= Beginning of Section =
Issue #37, opened 2024-01-19
Write Support


ibotty:
Is there write support on the roadmap?  If so, is there an ETA?  I'll have to plan a future project and would like to keep using duckdb.

samansmink:
Hi @ibotty! It's something we want to add but we can not give an ETA currently

ibotty:
Thank you for the answer.  I might consider duckdb when time comes.

aaronsteers:
Hi, @samansmink . I'm interested also - and I might have cycles to contribute. Is it correct that PyIceberg is not a blocker here? I think I recall we previously were waiting for write support from PyIceberg - but it looks like they support writing now. Sure that sound right?

Thanks!

rustyconover:
Incrementally, this is getting closer with the COPY function in DuckDB adding support for writing field id metadata for the columns.

There should be an `iceberg_schema()` function that will return the schema of a table and the appropriate field ids.  Then you could write a Parquet file with the right field ids to be added to the Iceberg table.

NielsKorschinsky:
Hi @rustyconover ,

that are great news!
Do I understand you correctly, that this `iceberg_schema()` function is already available (in a pre-release)?
What is the plan with writing the associated parquet file, could this also be done in sync with writing the schema file via duckdb?

rustyconover:
Hi @NielsKorschinsky,

At this current time the function `iceberg_schema()` doesn't exist in the extension, but I can see its usefulness to be along the road of writing changes to Iceberg tables.

Rusty

NicolasPA:
I'd like to test DuckDB on Iceberg for my ELT SQL processing engine on cloud storage for our DWH migration, and I bet many more people do. So here's a more precise use case to motivate the prioritization of this feature.

NicolasPA:
Hi @samansmink, I believe this request is the most voted of all the DuckDB repos.  
Would you have an updated ETA motivated by this demand?
We want to know if we can count on DuckDB for our new data platform.

samansmink:
@NicolasPA I can assure you that the interest for this feature has not gone unnoticed. However, at this time we do not have an ETA for this feature yet.

I hope you understand that as a relatively small [non vc-backed](https://www.theregister.com/2023/10/05/duckdb_labs_puts_limit_on_vc_funds/) company, we don't always have the resources to build everything we want right away. Especially in the case of a feature with the complexity of this issue. 

[...]

PR #305, opened 2025-06-14
[REST] Iceberg INSERT support

Tishj:
This PR marks the start of addressing #37 
We've added support for an INSERT statement targeting an Iceberg (REST Catalog backed) table

An INSERT is fully transactional, does not get committed to the REST catalog until the transaction is committed, and cleans up any parquet files created if the transaction aborts.
The inserted data can be read in this same transaction before it's committed

We make use of the `transactions/commit` endpoint which supports multi-table transactions, which means changes can be made to any number of tables within the same transaction and the same guarantees apply.
Because of the `operation` for a Snapshot differentiating between `append` and `delete`, we create a new Snapshot for every INSERT, this can later be optimized to group sequential inserts, but this isn't done yet.

### Implementation details

Parquet files are written directly as part of the `INSERT`, they feed into the (new) `IcebergInsert` operator, which adds these new data files to the transaction.
When we're scanning we check these new data files when we're out of "real" data to scan, so the scan path behaves as if a real manifest+manifest list exists for this snapshot.

On ABORT of the transaction, the newly written parquet files are cleaned up, leaving no trace of the aborted transaction on the storage.
On COMMIT, we write the `manifest_file` and `manifest_list` for every Snapshot that was created, and finally submit a new AddSnapshotUpdate to the `/v1/{prefix}/transactions/commit` endpoint.

### Limitations

Writing to a table with a partition are not supported yet in this initial PR.
Create-Table-As is not supported yet.
Due to limitations in `avro-c`, we don't yet write the required data into the Avro file's key-value metadata for a manifest file.
Various partition related fields of the `manifest_file` and `manifest_entry` are missing or substituted with NULL for now.


src/iceberg_manifest_list.cpp
```diff
@@ -0,0 +1,196 @@
...
+	field_ids.emplace_back("deleted_rows_count", Value::INTEGER(DELETED_ROWS_COUNT));
+
+	// partitions: list<508: field_summary> - 507
+	names.push_back("partitions");
+	types.push_back(FieldSummaryType());
+	field_ids.emplace_back("partitions", FieldSummaryFieldIds());
+
+	//! Populate the DataChunk with the manifests
+
+	DataChunk data;
```
Tishj, line 118: Future optimization: we can probably construct the data chunk once per transaction, even if we have multiple added snapshots.

The final manifest list is just a combination of diffs of the previous alters, by setting the cardinality lower we can use this chunk for previous alters (in the same transaction)

src/storage/irc_transaction.cpp
```diff
@@ -1,34 +1,191 @@
...
+		auto &metadata = table->table_info.table_metadata;
+		auto current_snapshot = metadata.GetLatestSnapshot();
+		if (current_snapshot) {
+			auto &manifest_list_path = current_snapshot->manifest_list;
+			//! Read the manifest list
+			auto manifest_list_reader = make_uniq<manifest_list::ManifestListReader>(metadata.iceberg_version);
+			auto scan = make_uniq<AvroScan>("IcebergManifestList", *context, manifest_list_path);
+			manifest_list_reader->Initialize(std::move(scan));
+			while (!manifest_list_reader->Finished()) {
+				manifest_list_reader->Read(STANDARD_VECTOR_SIZE, commit_state.manifests);
```
Tishj: This feels kind of wasteful.

Because every manifest list has the complete list of manifests, we need to scan the old one to have the entries
We only scan it once per transaction (commit), but still this could be cached if a SELECT has already required reading this

src/storage/table_update/iceberg_add_snapshot.cpp
```diff
@@ -0,0 +1,68 @@
...
+	manifest.manifest_length = manifest_length;
+
+	D_ASSERT(manifest_list.manifests.empty());
+	manifest_list.manifests = std::move(commit_state.manifests);
+	manifest_list.manifests.push_back(std::move(manifest));
+	manifest_list::WriteToFile(manifest_list, avro_copy, db, context);
+	commit_state.manifests = std::move(manifest_list.manifests);
+
+	commit_state.table_change.updates.push_back(CreateAddSnapshotUpdate(snapshot));
+	commit_state.table_change.updates.push_back(CreateSetSnapshotRefUpdate(snapshot));
```
Tishj, line 65: Future optimization: we only need a single set-snapshot-ref update, pointing at the last alter

Not one for every alter

src/iceberg_manifest.cpp
```diff
@@ -1,72 +1,169 @@
...
-		finished = true;
-		return false;
+	data.SetCardinality(manifest_file.data_files.size());
+
+	CopyInfo copy_info;
+	copy_info.is_from = false;
+	copy_info.options["root_name"].push_back(Value("manifest_entry"));
+	copy_info.options["field_ids"].push_back(Value::STRUCT(field_ids));
+
+	Printer::PrintF("field_ids: %s", copy_info.options["field_ids"][0].ToString());
```
Tmonster: Rogue PrintF?

test/sql/local/irc/insert/test_basic_insert.test
```diff
@@ -0,0 +1,213 @@
...
+	'inserted by con2' c
+;
+
+statement ok con1
+commit
+
+# Invalid Configuration Error: Request to 'http://127.0.0.1:8181/v1/transactions/commit' returned a non-200 status code
+statement error
+commit
+----
```
Tmonster, line 126: Any reason why we don't want to verify what the error message is here? Would be nice in case we somehow start throwing internal exceptions or exceptions because certain write paths no longer work

test/sql/local/irc/insert/test_basic_insert.test
```diff
@@ -0,0 +1,213 @@
...
+
```
Tmonster, line 128: Is the two separate transaction case now done after the error message? Are we no longer in a transaction?

test/sql/local/irc/insert/test_basic_insert.test
```diff
@@ -0,0 +1,213 @@
...
+	9223372036854775807::BIGINT, -- long_col (max for BIGINT)
+	3.14::FLOAT, -- float_col (typical float)
+	-1.7976931348623157::DOUBLE, -- double_col (min for DOUBLE)
+	1234567890.12345::DECIMAL(15, 5), -- decimal_col
+	DATE '2023-12-31' -- date_col
+;
+
+statement ok
+commit
+
```
Tmonster, line 200: can we also have some test cases where we verify we can read from iceberg_metadata and iceberg_snapshots for these tests?

src/iceberg_manifest_list.cpp
```diff
@@ -0,0 +1,198 @@
...
+		data.SetValue(col_idx++, i, manifest.partitions.ToValue());
+	}
+	data.SetCardinality(manifest_list.manifests.size());
+
+	CopyInfo copy_info;
+	copy_info.is_from = false;
+	copy_info.options["root_name"].push_back(Value("manifest_file"));
+	copy_info.options["field_ids"].push_back(Value::STRUCT(field_ids));
+
+	Printer::PrintF("field_ids: %s", copy_info.options["field_ids"][0].ToString());
```
Tmonster: nit: Also here?

src/iceberg_manifest.cpp
```diff
@@ -1,72 +1,169 @@
...
+
+	{
+		ThreadContext thread_context(context);
+		ExecutionContext execution_context(context, thread_context, nullptr);
+		auto bind_data = copy.copy_to_bind(context, input, names, types);
+
+		auto global_state = copy.copy_to_initialize_global(context, *bind_data, manifest_file.path);
+		auto local_state = copy.copy_to_initialize_local(execution_context, *bind_data);
+
+		copy.copy_to_sink(execution_context, *bind_data, *global_state, *local_state, data);
```
Tmonster, line 271: The write to avro happens here right? Should we maybe add some try catch for remote writes in case there is a permissions issue or the server responds with some other funky response code? Do you know if we catch that somewhere else?

Tmonster: Maybe some logging for writing the avro/parquet files would be nice too

test/sql/local/irc/insert/test_basic_insert.test
Tishj: Yea, definitely a fair point
We throw the exception in the comment above, but we don't end up returning that, we hit:
`TransactionContext Error: cannot commit - no transaction is active`

src/iceberg_manifest.cpp
Tishj: I think that would throw an error in the s3fs (or other relevant filesystem) when trying to open the file
We don't report this clearly to the user, because of the `TransactionContext Error: cannot commit - no transaction is active` error being thrown instead

This might also be a place where we want to try refreshing credentials, but ideally that is handled by the filesystem, refresh+retry (which I don't think is currently implemented)

src/storage/table_update/iceberg_add_snapshot.cpp
kevinjqliu, line 65: might need to also add a `AssertRefSnapshotId` here, similar to pyiceberg
https://github.com/apache/iceberg-python/blob/cbbffc5df22385c37419168efcdc2af110ac4c95/pyiceberg/table/update/snapshot.py#L282-L288

src/storage/table_update/iceberg_add_snapshot.cpp
```diff
@@ -0,0 +1,68 @@
...
+	auto &avro_copy = avro_copy_p->Cast<CopyFunctionCatalogEntry>().function;
+
+	auto manifest_length = manifest_file::WriteToFile(table_info, manifest_file, avro_copy, db, context);
+	manifest.manifest_length = manifest_length;
+
+	D_ASSERT(manifest_list.manifests.empty());
+	manifest_list.manifests = std::move(commit_state.manifests);
+	manifest_list.manifests.push_back(std::move(manifest));
+	manifest_list::WriteToFile(manifest_list, avro_copy, db, context);
+	commit_state.manifests = std::move(manifest_list.manifests);
```
kevinjqliu, line 62: nit: this seems to be doing "fast append", perhaps we can rename it as such? 

> Appends can add a new manifest to minimize the amount of data written, instead of adding new records by rewriting and appending to an existing manifest. (This is called a “fast append”.)

https://iceberg.apache.org/spec/#snapshots

src/iceberg_functions/iceberg_multi_file_list.cpp
```diff
@@ -314,27 +323,37 @@ optional_ptr<const IcebergManifestEntry> IcebergMultiFileList::GetDataFile(idx_t
...
+
+				data_manifest_reader->Initialize(std::move(scan));
+				data_manifest_reader->SetSequenceNumber(manifest.sequence_number);
+				data_manifest_reader->SetPartitionSpecID(manifest.partition_spec_id);
+
+				while (!data_manifest_reader->Finished()) {
+					data_manifest_reader->Read(STANDARD_VECTOR_SIZE, current_data_files);
+				}
+				current_data_manifest++;
+			} else if (HasTransactionData()) {
```
Tishj: This does check the filter pushdown at the `data_file` (or `manifest_entry`) level, but not at the manifest list (or `manifest_file`)
This should probably be checked at the `InitializeFiles` level, so we can filter (uncommitted) manifests that don't apply to the query

src/storage/table_update/iceberg_add_snapshot.cpp
Tishj: I have to admit that I wasn't even aware of that being an option, "rewriting and appending to an existing manifest"
That implies that manifests aren't immutable, which I thought they were?

How does that work with older manifest lists that contain the manifest we're rewriting, it's deleted until it's rewritten? I guess this has to be done with an atomic swap so there is no down-time for other readers that might try to read the old manifest file?
What happens if multiple writers try to rewrite the same manifest? - doesn't that cause silent data loss?

Not to mention possibly failing the transaction, which I guess would need to undo the edit it did to the existing manifest?

This PR doesn't currently clean up written manifest lists/files on transaction failure, which should be done, but isn't a *huge* deal I feel, since it's not reachable if the transaction fails

kevinjqliu: > "rewriting and appending to an existing manifest"

the new manifest file is appended to the original manifest list. i think we might need to reword this in the spec. heres another way to put it, https://github.com/apache/iceberg-python/blob/cbbffc5df22385c37419168efcdc2af110ac4c95/pyiceberg/table/update/snapshot.py#L462-L465

> What happens if multiple writers try to rewrite the same manifest? - doesn't that cause silent data loss?

no because this is append only

> This PR doesn't currently clean up written manifest lists/files on transaction failure, which should be done, but isn't a huge deal I feel, since it's not reachable if the transaction fails

agreed


also feel free to ignore "fast append", its more of an optimization

Tishj: Ah I see, I think this is talking about inserts done in the same transaction?
I put this in the description as an optimization we will most likely add later:
> Because of the operation for a Snapshot differentiating between append and delete, we create a new Snapshot for every INSERT, this can later be optimized to group sequential inserts, but this isn't done yet

Tishj:
> Added a few comments.
> 
> I think it would be useful to test roundtrip; writing in duckdb and reading with something like pyiceberg.

Thanks for the review, I agree, we should add a CI run after running the test suite to read with pyiceberg

I got pyiceberg to correctly read the equivalent of "select * from my_datalake.default.test_insert" yesterday

src/storage/table_update/iceberg_add_snapshot.cpp
Tishj: Hmm no, I'm mistaken
You look at the existing manifests in the manifest list and decide based on stats and population and other distributions whether to ditch the old (written, committed) manifest in favor of a rewritten manifest containing the old data + (a subset of) the new data, for all the data we're inserting

That is for sure interesting and important to create writes that make for efficient reads

test/sql/local/irc/insert/test_basic_insert.test
Tishj: It was a stupid oversight on my part, missing the `con2` parameter in the `statement error`
Should be properly propagated now 👍

test/sql/local/irc/insert/test_basic_insert.test
```diff
@@ -121,11 +121,10 @@ statement ok con1
 commit
 
 # The second commit failed because both transactions tried to add sequence number: 2
-# Invalid Configuration Error: Request to 'http://127.0.0.1:8181/v1/transactions/commit' returned a non-200 status code
-statement error
+statement error con2
 commit
 ----
-TransactionContext Error
+<REGEX>:.*Requirement failed: branch main has changed.*
```
Tmonster, line 127: Is there a way to check the status code of the HTTP response here? Or in a test of the logs?

src/storage/irc_transaction.cpp
```diff
@@ -1,34 +1,225 @@
...
+
+		auto response = authentication.PostRequest(*context, url_builder, transaction_json);
+		if (response->status != HTTPStatusCode::OK_200) {
+			throw InvalidConfigurationException(
+			    "Request to '%s' returned a non-200 status code (%s), with reason: %s, body: %s", url_builder.GetURL(),
+			    EnumUtil::ToString(response->status), response->reason, response->body);
+		}
+		temp_con.Commit();
+	} catch (std::exception &ex) {
+		ErrorData error(ex);
```
Tmonster, line 192: Should we also abort or commit the temp_con() here?

src/storage/irc_transaction.cpp
```diff
@@ -1,34 +1,225 @@
...
-		//		connection.Execute("COMMIT");
+	if (dirty_tables.empty()) {
+		return;
+	}
+
+	try {
+		Connection temp_con(db);
+		//! This automatically starts a transaction
+		temp_con.BeginTransaction();
+		auto &context = temp_con.context;
```
Tmonster: For my understanding, do we need temp_con just for the ClientContext? Or is there another reason for it?

Tmonster (commented):
Awesome! Thanks for the extra large file insert test. 
Just the one question about the temp_con, otherwise this is good to go

src/storage/irc_transaction.cpp
Tishj: Just for the client context that is properly associated with a transaction, which is a requirement that the ClientContext in the Transaction that we are committing does not satisfy.

src/storage/irc_transaction.cpp
Tishj: It was created in the `try` body, so it doesn't exist here

test/sql/local/irc/insert/test_basic_insert.test
Tishj: That falls under logging / retry logic in my opinion
The main goal currently is forwarding the error correctly, we can intercept based on the response code later

Tishj:
Just stumbled on this issue: https://github.com/apache/iceberg-go/pull/435

Which states that Spark might complain about the names given to list elements and map keys and values, in the avro file

test/sql/local/irc/insert/test_basic_insert.test
Tishj: We can use structured logging to be able to query the status code

The status code is also in this error message, it's just not in the verified portion

data/persistent/big_query_error/rewrite_manifests.test
```diff
@@ -0,0 +1,91 @@
+require avro
+
+# This file contains sql queries used to rewrite the paths of received test data to live inside 'data/persistent/big_query_error'
+mode skip
```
= End of Section =
> _TASK BRIEF_: Your task is to copy every line in the entries that holds the string "filesystem".

> _EXERCISE OUTPUT_:
Tishj: I think that would throw an error in the s3fs (or other relevant filesystem) when trying to open the file
This might also be a place where we want to try refreshing credentials, but ideally that is handled by the filesystem, refresh+retry (which I don't think is currently implemented)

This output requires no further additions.